**TASK GOAL:** Filter the material, keeping only lines with the word "opened".

**INPUT RECORDS:**
Issue #174, opened 2018-05-24
Bug in Methoddatafetcher


yarinvak:
In method data fetcher we have this line:
```java
Object value = getFieldValue(environment.getSource(), method.getName());
```
so even if we have altered the name of the method, with ``@GraphQLName`` or ``@GraphQLPrettify``, we do not get the field by this name but by the method name..

PR #175, opened 2018-06-08
Fix method data fetcher

yarinvak:
fix https://github.com/graphql-java/graphql-java-annotations/issues/174

### DIFF
--- a/src/main/java/graphql/annotations/dataFetchers/MethodDataFetcher.java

**SOLVED PROBLEM:**
Issue #174, opened 2018-05-24
PR #175, opened 2018-06-08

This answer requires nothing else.